‘Due to problems of poverty, children allowed to help parents after school’

Bandaru Dattatreya stressed that NGOs and social activists have approved the provisions that would allow children less than 14 years of age to only help in family and home enterprises, after school hours.

Written by Surabhi | Published: May 14, 2015 2:21:26 am

With the Union Cabinet on Wednesday approving amendments to the Child Labour (Prohibition and Regulation) Act, 1986, minister of state (independent charge), labour and employment, Bandaru Dattatreya stressed that NGOs and social activists have approved the provisions that would allow children less than 14 years of age to only help in family and home enterprises, after school hours. In an interview with Surabhi, he said Codes on industrial relations and wages will be finalised with tripartite consultations. Excerpts:

How will amendments to the Child Labour Act help as there are concerns that it allows young children to work in family enterprises?

A large number of NGOs and social activists against the exploitation of child labour are associated with these amendments and their consent was taken while finalising these.

In the present Bill, there is a complete prohibition on employment of children up to 14 years of age, except in entertainment and sporting activities. Children below this age have also been allowed to help parents in non-school hours in domestic or family enterprises due to problems of poverty in many households. Also, in many small businesses in the country, all family members including children provide a helping hand but only after school hours.

The Bill has also introduced a new category of adolescents, who are children between 14 to 18 years of age and prohibits them from working in hazardous industries. The penalties and imprisonment for defaulting employers has also increased.

Many of the recent initiatives by the government have been termed as anti-labour. What steps are being taken to promote industrial harmony?

We are working on many measures to help workers. One of the first initiatives by the government was the passage of the Apprentices (Amendment) Bill that will help train and skill the workforce, in turn increasing wages and productivity. We are also trying to increase social security coverage through amendments to the EPF Act, 1947 so that smaller units with 10 workers can get PF benefits. We are also trying to reach a consensus on the draft Small Factories Bill.

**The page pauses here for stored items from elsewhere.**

PR #332, opened 2015-07-31
systemd changes ... it's working on fc22!

liewegas:


ceph_deploy/hosts/fedora/__init__.py
```diff
@@ -18,7 +18,7 @@ def choose_init():
 
     Returns the name of a init system (upstart, sysvinit ...).
     """
-    return 'sysvinit'
+    return 'systemd'
```
trhoden: Do we really want to switch this over wholesale?

F20 was EOL'd on 6/23, but we do still have packages for F20 in rpm-hammer.  We never built F21 packages.

My concern is that if we took this is in as-is, and I push a newer version of ceph-deploy into rpm-hammer, then ceph-deploy won't be able to work with the F20 packages that are also present in rpm-hammer.

I'm not sure if this is an issue or not.

liewegas: I'm less worried about fc21...

The bigger problem is that with these changes you can no longer install hammer, which is the currently recommended stable release.  We need to figure out how to make the init system choice dependent on the Ceph version installed...

trhoden:
Other than the question about cutting off support for F20, this all looks good to me.

I think the whole thing will get re-worked quite a bit once we switch to a more abstracted view of init systems, but it looks good right now.

liewegas:
I tried out centos7 today and ended up having to duplicate all of fedora/mon/create.py to centos7/mon/create.py (and will have to do the same with rhel).  If you have even a half-baked plan on avoiding all that duplication I say let's do it...

ceph_deploy/hosts/fedora/__init__.py
trhoden: Would you be open to at least making it a clear cut-over with F22, like it's done with Yum-> DNF?

https://github.com/ceph/ceph-deploy/blob/master/ceph_deploy/hosts/fedora/__init__.py#L25-L28

But yeah, I see your point about versions.  That will take a bit more thought.

Are you picturing wanting to release systemd-enabled packages on F22?  Unless such packages are going to show up, it's not an issue for Hammer. 

But for Infernalis (maybe?) and definitely Jewel, we will have packages that are now systemd where we were sysvinit before (-EL7 anything).  So yeah, we'll have to be smart enough for that.   :/

This is a problem that has to be solved anyways, because we will also need to make different choice when it comes to osd/mon package split depending on Ceph version.

I think a simple table can be used for named releases. but for dev/gitbuilder builds, that's a bit uglier.  Then we ahve to start hardcoding entries of "if version >= 9.x....".  We'll see.

trhoden:
Yes, there is definite a bit more than a half-baked plan.  It may be about a week before I can get to it, though.

My basic idea is make the init system handler be a class that gets attached when the module is chosen, just like I've started doing for the package manager.  See #334.

ceph_deploy/hosts/fedora/__init__.py
liewegas: Making a conditional yum/dnf switchover seems fine.

The hope is to get these systemd changes merged this week for infernalis, which means that any community users will need the ceph-deploy smarts to handle sysvinit vs systemd.  :/

liewegas:
Sounds good.  Timeframe sounds fine too as long as we'll be able to make fedora+centos+rhel work  before infernalis gets an RC.

ceph_deploy/hosts/fedora/__init__.py
trhoden: Just to follow up - I was asking if we could add that conditional to this PR.

But, I'm happy to merge this in and then add the conditional on top.

I think the likely way forward for this is that this set of changes will go into a 1.5.27 version, and then we can focus on sweeping systemd changes for 1.5.28.

liewegas:
Added a patch that makes fedora conditional on fc22 or later

liewegas:
Ok, dropped that comment (see wip-systemd-fchack) since my python is terrible and broken.

trhoden:
Going to merge this in.  Will go into 1.5.27, then we will use it as a basis when refactoring a common approach to systemd and other init systems for 1.5.28.

PR #333, opened 2015-07-31
Only install requested packages for Debian, CentOS, Fedora

trhoden:
http://tracker.ceph.com/issues/12543

This PR makes it such that `install --rgw` only installs radosgw, `--cli` only installs ceph-common, etc.

This does preserve backwards-compatibility. The default is still "everything", where everything is MON, OSD, MDS, and RGW.  This just makes it such that if a user requests specific daemons, we install the minimal set of packages that can satisfy the request.

That set of packages can be different depending on OS.  For example, debian packages have a separate `ceph-mds` package (enabling it to be installed by itself), but EL/RPM packages do not.

I tested that this didn't break anything by running this sequence of commands on Trusty, CentOS 7, and Fedora 22:

```
ceph-deploy install --cli <node>
ceph-deploy install --rgw <node>
ceph-deploy install --mon --osd <node>
ceph-deploy install --mds <node>
ceph-deploy install <node>
ceph-deploy install --dev master <node>
ceph-deploy install --dev master --rgw <node>
```

Except for on Fedora, I could only test with ``--dev master`` since there are only F22 packages on gitbuilder.

In each case, I looked at the top-level packages listed by Yum/Apt/DNF to see it was the expected set.  All looked good!

### DIFF
--- a/ceph_deploy/hosts/centos/install.py
+++ b/ceph_deploy/hosts/centos/install.py
@@ -1,7 +1,11 @@
 from ceph_deploy.util import pkg_managers, templates
 from ceph_deploy.lib import remoto
 from ceph_deploy.hosts.util import install_yum_priorities
+from ceph_deploy.hosts.common import map_components
 from ceph_deploy.util.paths import gpg
+
+
+NON_SPLIT_PACKAGES = ['ceph-osd', 'ceph-mon', 'ceph-mds']
 
 
 def rpm_dist(distro):
@@ -36,8 +40,10 @@ def repository_url_part(distro):
 
 
 def install(distro, version_kind, version, adjust_repos, **kw):
-    # note: when split packages for ceph land for CentOS, `kw['components']`
-    # will have those. Unused for now.
+    packages = map_components(
+        NON_SPLIT_PACKAGES,
+        kw.pop('components', [])
+    )
     logger = distro.conn.logger
     release = distro.release
     machine = distro.machine_type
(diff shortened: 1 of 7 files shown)


ceph_deploy/hosts/centos/install.py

The proposed Wage Code Bill and the Industrial Relations Code are necessary as the existing laws are cumbersome. Codification, which is based on the recommendations of the Second National Labour Commission, will help in simplification and rationalisation of laws. These Codes are with tripartite committees to get their views.

The Employees’ Provident Fund Organisation has made a start to investing in equities. Will this be increased beyond 5 per cent?

Globally, many PF trusts invest in equity and their performance is encouraging. We will not risk the retirement savings, but we cannot forget the present environment of the economy. We have evolved a mechanism for phased investment in equities, after discussions with the Central Board of Trustees. By March 2016, 5 per cent of the investments are in equities. This is our first experiment. We will evaluate the results and see how this mechanism works out.

What is the ministry’s plan for the year?

Our immediate plans are to introduce in Parliament important labour laws including the Small Factories Bill and amendments to the Child Labour Act and EPF Act. We also plan to undertake regional review meetings involving state governments.